*** PROVIDED RECORDS Section Begins ***

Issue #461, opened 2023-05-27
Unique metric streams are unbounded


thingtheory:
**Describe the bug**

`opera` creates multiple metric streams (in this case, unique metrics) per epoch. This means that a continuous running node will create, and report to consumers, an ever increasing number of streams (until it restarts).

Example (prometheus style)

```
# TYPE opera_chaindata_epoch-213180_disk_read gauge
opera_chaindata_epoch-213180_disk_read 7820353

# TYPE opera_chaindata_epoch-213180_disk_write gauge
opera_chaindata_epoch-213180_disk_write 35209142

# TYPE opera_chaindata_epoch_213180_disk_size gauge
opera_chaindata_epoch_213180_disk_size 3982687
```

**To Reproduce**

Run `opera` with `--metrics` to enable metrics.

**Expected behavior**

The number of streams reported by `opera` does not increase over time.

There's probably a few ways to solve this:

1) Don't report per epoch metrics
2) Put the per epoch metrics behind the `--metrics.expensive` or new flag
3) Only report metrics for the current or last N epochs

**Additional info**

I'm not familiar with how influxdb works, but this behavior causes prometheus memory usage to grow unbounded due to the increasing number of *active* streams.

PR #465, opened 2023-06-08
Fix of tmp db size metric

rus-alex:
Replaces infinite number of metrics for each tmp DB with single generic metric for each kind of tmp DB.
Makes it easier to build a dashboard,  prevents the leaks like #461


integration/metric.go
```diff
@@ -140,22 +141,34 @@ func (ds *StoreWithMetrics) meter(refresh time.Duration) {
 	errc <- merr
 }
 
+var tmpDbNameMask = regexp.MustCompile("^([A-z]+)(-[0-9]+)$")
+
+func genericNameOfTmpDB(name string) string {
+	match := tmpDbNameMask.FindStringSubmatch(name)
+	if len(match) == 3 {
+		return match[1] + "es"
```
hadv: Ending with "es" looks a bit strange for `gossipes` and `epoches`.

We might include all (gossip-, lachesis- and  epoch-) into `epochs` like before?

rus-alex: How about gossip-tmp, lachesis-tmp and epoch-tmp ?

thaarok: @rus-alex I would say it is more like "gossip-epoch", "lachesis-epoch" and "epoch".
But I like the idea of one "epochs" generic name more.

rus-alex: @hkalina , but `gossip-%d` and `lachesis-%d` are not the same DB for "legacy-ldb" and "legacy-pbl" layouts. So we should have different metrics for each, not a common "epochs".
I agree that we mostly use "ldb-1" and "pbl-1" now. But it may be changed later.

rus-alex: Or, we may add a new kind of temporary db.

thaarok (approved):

*** PROVIDED RECORDS Section Ends ***
*** PROVIDED RECORDS Section Begins ***

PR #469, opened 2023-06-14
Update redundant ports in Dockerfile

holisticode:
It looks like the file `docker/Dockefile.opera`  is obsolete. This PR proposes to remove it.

*** PROVIDED RECORDS Section Ends ***
*** PROVIDED RECORDS Section Begins ***

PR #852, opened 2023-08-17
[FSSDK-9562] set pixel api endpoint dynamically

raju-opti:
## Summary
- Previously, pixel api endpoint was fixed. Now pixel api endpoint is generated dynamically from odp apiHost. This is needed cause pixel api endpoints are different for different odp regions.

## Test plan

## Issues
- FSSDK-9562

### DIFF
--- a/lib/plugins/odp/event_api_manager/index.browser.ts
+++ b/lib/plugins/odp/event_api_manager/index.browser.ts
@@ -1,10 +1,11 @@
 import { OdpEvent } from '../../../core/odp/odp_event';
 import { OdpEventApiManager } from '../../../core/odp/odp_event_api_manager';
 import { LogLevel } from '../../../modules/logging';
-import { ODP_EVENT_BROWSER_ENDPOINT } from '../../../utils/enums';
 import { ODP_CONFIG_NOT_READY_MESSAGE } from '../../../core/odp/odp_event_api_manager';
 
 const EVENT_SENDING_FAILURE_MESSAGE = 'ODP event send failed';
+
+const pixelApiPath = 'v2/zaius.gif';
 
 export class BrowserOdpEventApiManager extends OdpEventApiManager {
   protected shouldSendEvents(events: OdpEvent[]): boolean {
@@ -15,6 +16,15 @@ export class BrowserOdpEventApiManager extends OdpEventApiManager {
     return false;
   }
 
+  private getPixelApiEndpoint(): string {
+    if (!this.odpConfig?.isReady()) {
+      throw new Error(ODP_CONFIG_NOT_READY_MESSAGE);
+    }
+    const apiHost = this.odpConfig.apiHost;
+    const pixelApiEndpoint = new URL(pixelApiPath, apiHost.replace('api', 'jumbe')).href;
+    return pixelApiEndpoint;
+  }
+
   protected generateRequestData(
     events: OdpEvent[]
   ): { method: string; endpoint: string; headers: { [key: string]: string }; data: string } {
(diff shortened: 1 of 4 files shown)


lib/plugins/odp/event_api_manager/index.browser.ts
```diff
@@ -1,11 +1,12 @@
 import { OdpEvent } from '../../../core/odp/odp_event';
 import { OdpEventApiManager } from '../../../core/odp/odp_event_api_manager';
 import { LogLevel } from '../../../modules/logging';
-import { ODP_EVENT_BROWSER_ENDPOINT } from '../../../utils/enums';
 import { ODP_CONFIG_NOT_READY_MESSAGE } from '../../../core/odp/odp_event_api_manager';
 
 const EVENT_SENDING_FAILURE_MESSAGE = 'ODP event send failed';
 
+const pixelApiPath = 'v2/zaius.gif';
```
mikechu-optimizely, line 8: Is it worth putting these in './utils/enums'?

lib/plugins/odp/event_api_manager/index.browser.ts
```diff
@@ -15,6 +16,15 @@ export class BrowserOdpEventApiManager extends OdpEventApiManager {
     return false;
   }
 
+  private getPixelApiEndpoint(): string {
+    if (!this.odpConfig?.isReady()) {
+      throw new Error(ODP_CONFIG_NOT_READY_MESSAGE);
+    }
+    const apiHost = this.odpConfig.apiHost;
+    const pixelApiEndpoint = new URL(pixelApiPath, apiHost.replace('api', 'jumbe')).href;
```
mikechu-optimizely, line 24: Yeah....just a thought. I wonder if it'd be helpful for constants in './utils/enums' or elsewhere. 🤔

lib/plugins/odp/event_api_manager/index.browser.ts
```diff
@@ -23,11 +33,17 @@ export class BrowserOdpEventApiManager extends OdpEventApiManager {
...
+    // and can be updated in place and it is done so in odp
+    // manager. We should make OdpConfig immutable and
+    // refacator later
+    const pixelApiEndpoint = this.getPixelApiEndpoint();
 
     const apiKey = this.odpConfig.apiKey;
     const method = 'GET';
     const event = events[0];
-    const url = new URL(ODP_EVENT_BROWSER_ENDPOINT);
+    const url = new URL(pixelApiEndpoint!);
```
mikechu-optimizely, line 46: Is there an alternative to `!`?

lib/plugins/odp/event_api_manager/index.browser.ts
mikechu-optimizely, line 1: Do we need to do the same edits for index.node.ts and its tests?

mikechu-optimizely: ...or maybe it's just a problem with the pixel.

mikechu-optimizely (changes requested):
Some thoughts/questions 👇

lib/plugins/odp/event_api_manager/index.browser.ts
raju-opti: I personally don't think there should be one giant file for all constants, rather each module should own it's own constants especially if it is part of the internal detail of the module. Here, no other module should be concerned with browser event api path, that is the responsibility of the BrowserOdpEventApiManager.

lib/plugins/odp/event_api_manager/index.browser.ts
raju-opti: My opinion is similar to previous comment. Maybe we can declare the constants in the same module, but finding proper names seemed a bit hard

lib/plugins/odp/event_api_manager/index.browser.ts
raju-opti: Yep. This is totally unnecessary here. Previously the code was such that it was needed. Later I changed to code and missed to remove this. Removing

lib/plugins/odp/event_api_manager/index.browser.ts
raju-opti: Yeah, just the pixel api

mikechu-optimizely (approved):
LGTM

*** PROVIDED RECORDS Section Ends ***

» WHAT YOU ARE ASKED TO DO: Every line above from the line with "1) Don't report per epoch metrics" to the line with "I'm not familiar" is wanted, ends included; write them out exactly and add no other line.

» EXERCISE ANSWER:
1) Don't report per epoch metrics
2) Put the per epoch metrics behind the `--metrics.expensive` or new flag
3) Only report metrics for the current or last N epochs

**Additional info**

I'm not familiar with how influxdb works, but this behavior causes prometheus memory usage to grow unbounded due to the increasing number of *active* streams.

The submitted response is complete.